Oxley élargit le débat :
« Je pense que c’est la même chose avec les pilotes d’un même pays. Ils se détestent généralement parce qu’ils sont tous en quelque sorte en compétition pour le soutien du public local. »
Autrement dit : deux Espagnols au sommet ne peuvent pas coexister paisiblement. Ils se battent pour les sponsors nationaux, l’attention médiatique et le statut de héros local.
Lorenzo savait dès 2013 que l’arrivée de Marquez chez Honda changeait la donne. Six titres pour Marquez entre 2013 et 2019. Une domination fulgurante.
Avec une moto équivalente, Lorenzo ne faisait plus le poids. Et dans les coulisses, la tension était permanente.

Les constructeurs se détestent aussi, en MotoGP le mythe romantique n’existe pas
Oxley établit un parallèle intéressant avec la rivalité actuelle entre Aprilia et Ducati.
« J’aime aussi beaucoup le fait qu’Aprilia et Ducati se détestent un peu, il y a une vraie animosité entre elles. »
Ce n’est pas qu’une bataille technique. C’est une guerre d’orgueil italienne. Et selon lui, cette animosité est saine : elle crée du spectacle. Elle donne de la saveur au championnat.
Oxley rappelle d’autres duels historiques : Mick Doohan vs Wayne Gardner, Eddie Lawson vs Kevin Schwantz … Même logique : « tout le monde veut être le héros de sa ville natale. »
Et donc : « vous détestez celui qui essaie de se faire passer pour le héros local à votre place. »
Ce n’est pas personnel.

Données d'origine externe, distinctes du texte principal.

PR #1281, opened 2015-09-14
Migrate to Travis Docker container (rebased onto dev_5_1)

sbesson:
This is the same as gh-1280 but rebased onto dev_5_1.

----

This PR  migrates the Travis build to using Docker containers in order to speed up build times as well as the queuing for the organization.

Like https://github.com/openmicroscopy/bioformats/pull/1968, one caveat of this PR is that it drops the `pdf` target of the top-level build command. This target is however tested by the various Jenkins doc jobs.

### DIFF
--- a/.travis.yml
+++ b/.travis.yml
@@ -1,24 +1,18 @@
 language: python
 
-python:
-  - "2.6"
+# This (sudo: false) is needed to "run on container-based infrastructure" on
+# which cache: is available
+# http://docs.travis-ci.com/user/workers/container-based-infrastructure/
+sudo: false
+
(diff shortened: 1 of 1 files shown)


sbesson:
--rebased-from #1280

hflynn:
Build looks fine, beyond checking the jenkins build is green with this included, is there anything I need to test here?

sbesson:
@hflynn: not really, the Travis greenness is the main check. Since the change was in `.travis.yml` only, this should have no impact on Jenkins but you can re-run the jobs to be on the safe side.

hflynn:
Jenkins job green too, merging.

PR #1302, opened 2015-10-23
bump model doc reference to new 5.2 OMERO

mtbc:
Effects https://trello.com/c/lUQDSthL/81-update-model-docs-to-point-at-omero-5-2-docs.

--no-rebase

### DIFF
--- a/formats/conf.py
+++ b/formats/conf.py
@@ -44,7 +44,7 @@ model_extlinks = {
     # API
     'javadoc' : (downloads_root + '/latest/bio-formats5.1/api/%s', ''),
     # Doc links
-    'omero_doc' : (oo_site_root + '/support/omero5.1/%s', ''),
+    'omero_doc' : (oo_site_root + '/support/omero5.2/%s', ''),
     'bf_doc' : (oo_site_root + '/support/bio-formats5.1/%s', ''),
     # Downloads
     'bf_downloads' : (downloads_root + '/latest/bio-formats5.1/%s', ''),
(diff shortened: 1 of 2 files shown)


hflynn:
May as well leave this open and then decide whether to bother with it later next week thanks.

sbesson:
Can you also update https://github.com/openmicroscopy/ome-documentation/blob/develop/omero/themes/globalomerotoc.html ?

formats/conf.py
```diff
@@ -44,7 +44,7 @@
     # API
     'javadoc' : (downloads_root + '/latest/bio-formats5.1/api/%s', ''),
     # Doc links
-    'omero_doc' : (oo_site_root + '/support/omero5.1/%s', ''),
+    'omero_doc' : (oo_site_root + '/support/omero5.2/%s', ''),
```
hflynn: I wonder whether it would actually be better to remove the version numbers here altogether - links only go to the model, units & structured annotations sections of the dev docs anyway.

formats/conf.py
```diff
@@ -44,7 +44,7 @@
...
     'bf_doc' : (oo_site_root + '/support/bio-formats5.1/%s', ''),
     # Downloads
     'bf_downloads' : (downloads_root + '/latest/bio-formats5.1/%s', ''),
```
hflynn: We probably want to make this BF downloads link versionless too so it's just the most recent latest link.

hflynn:
Thanks!

PR #1310, opened 2015-10-28
Ice36 ref

jburel:
Remove remaining ref to ice 3.6 
Not supported in 5.2.0

### DIFF
--- a/omero/sysadmins/version-requirements.txt
+++ b/omero/sysadmins/version-requirements.txt
@@ -149,7 +149,7 @@ The planned changes for 5.2 depend upon our support of
   * [5.2] 3.4 dropped, 3.5 deprecated, 3.6 not supported
   * [5.3] 3.4 dropped, 3.5 deprecated, 3.6 recommended
   * Rationale: 3.4 is no longer supported by ZeroC with 3.5 being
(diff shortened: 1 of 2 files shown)


omero/sysadmins/version-requirements.txt
```diff
@@ -149,7 +149,7 @@ The planned changes for 5.2 depend upon our support of
   * [5.2] 3.4 dropped, 3.5 deprecated, 3.6 not supported
```
hflynn: I don't think we can really say 3.5 is deprecated if we aren't supporting 3.6. This will have to be changed to "3.5 recommended,"

jburel: good point. We also need to discuss if 3.4 is dropped cf. https://trello.com/c/QvS3yU4h/95-blocker-revert-requirement-changes

hflynn: I was under the impression 3.4 had already been removed from downloads and testing but I defer to @sbesson & @joshmoore

jburel:
@hflynn: updated.

mtbc:
Good to merge. Looking forward to reverting some of it for 5.3!

PR #1307, opened 2015-10-26
Update auto-generated documentation

snoopycrimecop:
Repository: openmicroscopy/ome-documentation
Already up-to-date.

Generated by build [OMERO-DEV-latest-docs-autogen#149](https://ci.openmicroscopy.org/job/OMERO-DEV-latest-docs-autogen/149/).

---

--no-rebase

PR #1311, opened 2015-10-28
Use global replacements in autogen_docs sed commands

sbesson:
This should replace multiple instances of $WORKSPACE in the same line like
in the Apache configuration file.

### DIFF
--- a/omero/autogen_docs
+++ b/omero/autogen_docs
@@ -31,10 +31,10 @@ echo "Generating DB script example"
 
 echo "Generating Web configuration templates"
 # Nginx / WSGI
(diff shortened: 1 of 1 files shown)


sbesson:
See https://github.com/snoopycrimecop/ome-documentation/commit/2e46dba1cdb3e0898ef7afbce85e85741e86471b for the application on this PR on top of #1307.

mtbc:
The diff looks plausible.

manics:
LGTM

rleigh-dundee:
Looks fine to me also.

PR #1316, opened 2015-10-29
Update link

jburel:
Update link to point to a more suitable page.

cc @rleigh-dundee


hflynn:
That page doesn't mention Django, does it still need adding to the server installation pages?

hflynn:
Does help if I check the right staging pages! Looks good, thanks.

hflynn:
Will let @rleigh-dundee reply before I merge but this works for me.

rleigh-dundee:
@hflynn It's already documented on the server installation page, so it's all fine with me.

PR #1305, opened 2015-10-26
OMERO.web upgrade

atarkowska:
This PR update OMERO.web related documentation regarding:
- https://github.com/openmicroscopy/openmicroscopy/pull/4283  removing FastCGI support
- https://github.com/openmicroscopy/openmicroscopy/pull/4236 + https://github.com/openmicroscopy/openmicroscopy/pull/4277 Django18 upgrade

cc: @sbesson

PR #1320, opened 2015-10-29
Small text update

atarkowska:
updating text as @rleigh-dundee said in https://github.com/openmicroscopy/ome-documentation/pull/1305

> Reads ambiguously to me. "the web framework is no longer shipped with Django" means that Django no longer provides the web framework, when I think this means to say that "the OMERO web framework no longer bundles a copy of Django", which is the opposite way around.

cc: @jburel

### DIFF
--- a/omero/developers/Web/Deployment.txt
+++ b/omero/developers/Web/Deployment.txt
@@ -11,8 +11,8 @@ external OMERO server. You can add the server to the
 You should enable :property:`omero.web.debug` and start a lightweight
 development Web server on your local machine.
 
-.. note:: Since OMERO 5.2, the web framework is no longer shipped with the
-    Django package and requires manual installation of the Django dependency.
+.. note:: Since OMERO 5.2, the OMERO web framework no longer bundles a copy
+    of Django package and requires manual installation of the Django dependency.
     It is highly recommended to use `Django 1.8`_ (LTS) which requires
     Python 2.7. For more information see :ref:`python-requirements` on the
     :doc:`/sysadmins/version-requirements` page.
--- a/omero/developers/Web/Deployment.txt
+++ b/omero/developers/Web/Deployment.txt
@@ -11,10 +11,11 @@ external OMERO server. You can add the server to the
 You should enable :property:`omero.web.debug` and start a lightweight
 development Web server on your local machine.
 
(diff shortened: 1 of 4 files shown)


hflynn:
Reads better to me

omero/developers/Web/Deployment.txt
```diff
@@ -11,8 +11,8 @@ external OMERO server. You can add the server to the
 You should enable :property:`omero.web.debug` and start a lightweight
 development Web server on your local machine.
 
-.. note:: Since OMERO 5.2, the web framework is no longer shipped with the
-    Django package and requires manual installation of the Django dependency.
+.. note:: Since OMERO 5.2, the OMERO web framework no longer bundles a copy
+    of Django package and requires manual installation of the Django dependency.
```
ximenesuk: 'a copy of Django package' -> 'a copy of the Django package'

omero/sysadmins/unix/install-web.txt
```diff
@@ -38,8 +38,8 @@ Prerequisites
           :djangodoc:`how to install Django 1.8 <topics/install/#install-the-django-code>`
           or :djangodoc:`hot to upgrade Django to 1.8 <topics/install/#remove-any-old-versions-of-django>`.
 
-   .. note:: Since OMERO 5.2, the web framework is no longer shipped with the
-       Django package and requires manual installation of the Django
+   .. note:: Since OMERO 5.2, the OMERO web framework no longer bundles a copy
+       of Django package and requires manual installation of the Django
```
ximenesuk: 'a copy of Django package' -> 'a copy of the Django package'

omero/developers/Web/Deployment.txt
ximenesuk: I think the whole sentence might be better as something like:

> Since OMERO 5.2, the OMERO web framework no longer bundles a copy
> of the Django package,  instead manual installation of the Django dependency
> is required.

in both cases.

aleksandra-tarkowska:
@ximenesuk see now

ximenesuk:
This all looks good in the commits. It's probably worth double checking on staging before merging.

hflynn:
Staging is fine thanks, merging.

PR #1329, opened 2015-11-10
Include specification samples

sbesson:
As reported in https://github.com/openmicroscopy/bioformats/pull/2068#issuecomment-155421039, the minimal specification on our formats documentation does not pass xmlvalid. This PR modifies the specifications to include external OME-XML files via `literalinclude`. These OME-XML samples can be tested like the rest our [samples](https://www.openmicroscopy.org/Schemas/Samples/2015-01/). /cc @rleigh-dundee @mtbc @joshmoore @melissalinkert

### DIFF
--- a/formats/specifications/compliant-hcs.txt
+++ b/formats/specifications/compliant-hcs.txt
@@ -16,67 +16,7 @@ This sample structure is based on Sample One in the
 OME Compliant File Specification 
 (see :doc:`index`):
 
-::
-
-    <?xml version="1.0" encoding="UTF-8"?>
-    <OME:OME xmlns:ROI="http://www.openmicroscopy.org/Schemas/ROI/2015-01"
-        xmlns:OME="http://www.openmicroscopy.org/Schemas/OME/2015-01"
-        xmlns:BIN="http://www.openmicroscopy.org/Schemas/BinaryFile/2015-01"
-        xmlns:SPW="http://www.openmicroscopy.org/Schemas/SPW/2015-01"
-        xmlns:xsi="http://www.w3.org/2001/XMLSchema-instance"
-        xsi:schemaLocation="http://www.openmicroscopy.org/Schemas/OME/2015-01
-                            http://www.openmicroscopy.org/Schemas/OME/2015-01/ome.xsd">
-
-        <SPW:Plate 
-            ID="Plate:1" 
-            Name="Control Plate" 
-            ColumnNamingConvention="letter" 
-            RowNamingConvention="number" 
-            Columns="12" 
-            Rows="8"
-            >
-            <SPW:Description></SPW:Description>
-
-            <!-- repeat SPW:Well for # of wells in the plate that contain images -->
-            <SPW:Well ID="Well:1" Column="0" Row="0">
-                <!-- repeat SPW:WellSample for # of images taken in the well -->
-                <SPW:WellSample ID="WellSample:1" Index="0">
-                    <!-- 
-                            if there is an image associated with this SPW:WellSample
-                            it is linked using an SPW:ImageRef
-                        -->
-                    <OME:ImageRef ID="Image:0"/>
-                </SPW:WellSample>
-            </SPW:Well>
-        </SPW:Plate>
-        <!-- plus one more Plate for each Plate in this set -->
-
-        <!-- SPW:Screen is not required -->
-
-        <!-- The OME:Image element follows the structure for the OME Compliant File Specification -->
-        <OME:Image ID="Image:0" Name="Series 1">
-            <OME:AcquisitionDate>2008-02-06T13:43:19</OME:AcquisitionDate>
-            <OME:Description>An example OME compliant file, based on Olympus.oib</OME:Description>
-            <OME:Pixels DimensionOrder="XYCZT" ID="Pixels:0" 
-                PhysicalSizeX="0.207" PhysicalSizeY="0.207" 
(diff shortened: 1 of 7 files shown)


ghost:
The other thing here is the missing `BinaryFile.xsd` in `schemaLocation`.  Could that also be part of the original problem?

joshmoore:
After checking through a number of tools, I wonder to what degree this is actually a problem of the configuration of our validator as opposed to the file itself. Both the original, as well as @sbesson's version, as well as this diff:

```
# jamoore@joshuas-mbp:/tmp$ diff orig.ome.xml min.ome.xml
2c2
<     <ome:OME xmlns:bf="http://www.openmicroscopy.org/Schemas/BinaryFile/2015-01"
---
> <ome:OME
3a4
>         xmlns:bf="http://www.openmicroscopy.org/Schemas/BinaryFile/2015-01"
6c7,9
<                             http://www.openmicroscopy.org/Schemas/OME/2015-01/ome.xsd">
---
>         http://www.openmicroscopy.org/Schemas/OME/2015-01/ome.xsd
>         http://www.openmicroscopy.org/Schemas/BinaryFile/2015-01
>         https://www.openmicroscopy.org/Schemas/BinaryFile/2015-01/BinaryFile.xsd">
```

all validate with:

```
$ cat build.xml
<project default="valid">
    <target name="valid">
        <schemavalidate>
            <fileset dir="${basedir}" includes="${file}"/>
        </schemavalidate>
    </target>
</project>
$ ant -Dfile=new.ome.xml
Buildfile: /private/tmp/build.xml

valid:

BUILD SUCCESSFUL
```

sbesson:
Last commit should migrate the samples to external files included via `literalinclude` to simplify diffs. I can certainly apply your Ant schema validation to all our sample files.
Indeed our validation tools expects a non-null default XML namespace as per https://github.com/openmicroscopy/bioformats/blob/v5.1.5/components/formats-common/src/loci/common/xml/ValidationSAXHandler.java#L75. So adding a `xmlns` attribute to any of our sample files is sufficient to restore validation using our tools:

```
sbesson@ls30630:specifications (minimal_specification) $ git diff
diff --git a/formats/specifications/minimum-specification.ome b/formats/specifications/minimum-specification.ome
index 9429dd3..aef7294 100644
--- a/formats/specifications/minimum-specification.ome
+++ b/formats/specifications/minimum-specification.ome
@@ -2,6 +2,7 @@
 <ome:OME xmlns:bf="http://www.openmicroscopy.org/Schemas/BinaryFile/2015-01"
     xmlns:ome="http://www.openmicroscopy.org/Schemas/OME/2015-01"
     xmlns:xsi="http://www.w3.org/2001/XMLSchema-instance"
+    xmlns="http://www.openmicroscopy.org/Schemas/OME/2015-01"
     xsi:schemaLocation="http://www.openmicroscopy.org/Schemas/OME/2015-01
                         http://www.openmicroscopy.org/Schemas/OME/2015-01/ome.xsd">
     <ome:Image ID="Image:1" Name="Name92">
sbesson@ls30630:specifications (minimal_specification) $ xmlvalid minimum-specification.ome 
Parsing schema path
http://www.openmicroscopy.org/Schemas/OME/2015-01/ome.xsd
Validating minimum-specification.ome
No validation errors found.
sbesson@ls30630:specifications (minimal_specification) $ ant -Dfile=minimum-specification.ome 
Buildfile: /opt/ome/ome-documentation/formats/specifications/build.xml

valid:

BUILD SUCCESSFUL
Total time: 17 seconds
```

joshmoore:
> So adding a xmlns attribute to any of our sample files is sufficient to restore validation using our tools:

Or perhaps just warn if only one or the other is null?

sbesson:
As the discussion might be migrated to https://github.com/openmicroscopy/bioformats/pull/2080 has for now, I propose to review the PR in its current state, i.e. mostly migrating the OME-XML samples as standalone files to simplify future diffs and maintenance (description updated).

hflynn:
Staging pages look fine, is this waiting on @bramalingam 's BF PR linked being reviewed?

sbesson:
I think the next step is to add these to the set of sample files regularly tested by the full-repository job (see https://trello.com/c/s7LvGwoQ/5-have-schema-samples-tested-by-the-full-repository-job). Any thoughts/suggestions on the file naming?

sbesson:
Now the upstream PR is merged, this PR should be ready to merge. The next step will be to:
- migrate these OME-XML under the tested samples files - see https://trello.com/c/s7LvGwoQ/5-have-schema-samples-tested-by-the-full-repository-job
- rename the compliant files e.g. `olympus.ome`, `deltavision.ome` (or use `.xml` as the extension for these files /cc @jburel )? /cc @hflynn

mtbc:
An `.xml` extension might be nice for opening the samples in editors that are aware of syntax.

hflynn:
Shouldn't the extensions be consistent between all the compliant files? i.e if we rename the two samples as .xml, the HCS and minimum-specification files should be .xml as well?

hflynn:
I'll merge this and open a PR to update the image sample links. Compliant files can be renamed in the docs once we've settled on a scheme and migrated them. Would `ome.xml` work or is that a silly question ;) ?

sbesson:
`.ome.xml` is certainly what I have seen elsewhere and makes things explicit enough. So :+1: from me.

hflynn:
I'd go `olympus.ome.xml`  and `deltavision.ome.xml` in that case then. Will do in my new PR, then we are covered regardless of whether the files get migrated in time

C’est structurel.
2015 n’était pas une alliance, c’était une collision. L’idée que Marquez aurait “aidé” Lorenzo par sympathie nationale simplifie excessivement la réalité.
Selon Oxley, il n’y avait pas de pacte. Il y avait deux champions obsédés par leur propre légende.
Et si l’histoire les a momentanément placés du même côté contre Rossi, cela ne signifie pas qu’ils étaient alliés. Ils étaient rivaux.
Ils le sont restés. Et peut-être que cette vérité dérange encore plus que la controverse de Sepang.